## Material supplied
PR #1424, opened 2015-02-10
MULE-8306: Add a LeakCleaner interface in order to allow the MuleApplica...

marcosnc:
...tionClassLoader to perform cleanup tasks, in particular to deregister DB drivers from DriverManager when MuleApplicationClassloader is disposed.

### DIFF
--- a/modules/launcher/src/main/java/org/mule/module/launcher/LeakCleaner.java
+++ b/modules/launcher/src/main/java/org/mule/module/launcher/LeakCleaner.java
@@ -1,0 +1,16 @@
+/*
+ * Copyright (c) MuleSoft, Inc.  All rights reserved.  http://www.mulesoft.com
+ * The software in this package is published under the terms of the CPAL v1.0
+ * license, a copy of which has been included with this distribution in the
+ * LICENSE.txt file.
+ */
+package org.mule.module.launcher;
+
+/**
+ * Implementations of this class should take care about objects that may leak memory after application undeployment.
+ */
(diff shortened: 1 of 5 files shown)


modules/launcher/src/main/java/org/mule/module/launcher/LeakCleaner.java
```diff
@@ -0,0 +1,16 @@
...
+ * The software in this package is published under the terms of the CPAL v1.0
+ * license, a copy of which has been included with this distribution in the
+ * LICENSE.txt file.
+ */
+package org.mule.module.launcher;
+
+/**
+ * Implementations of this class should take care about objects that may leak memory after application undeployment.
+ */
+public interface LeakCleaner
```
dfeist: LeakCleaner isn't a good name.  You are cleaning something, so it can't become a leak.

modules/launcher/src/main/java/org/mule/module/launcher/MuleApplicationClassLoader.java
```diff
@@ -46,6 +49,8 @@
 
     protected static final URL[] CLASSPATH_EMPTY = new URL[0];
 
+    private static final String DEFAULT_LEAK_CLEANER_CLASS = "DefaultLeakCleaner.class";
```
dfeist: Why? Can't you either specify implementation directly or if that doen't make sense use Service Provider approach.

## What you have to do
Return each line among the entries that holds the word "launcher".

## Answer section
--- a/modules/launcher/src/main/java/org/mule/module/launcher/LeakCleaner.java
+++ b/modules/launcher/src/main/java/org/mule/module/launcher/LeakCleaner.java
+package org.mule.module.launcher;
modules/launcher/src/main/java/org/mule/module/launcher/LeakCleaner.java
+package org.mule.module.launcher;
modules/launcher/src/main/java/org/mule/module/launcher/MuleApplicationClassLoader.java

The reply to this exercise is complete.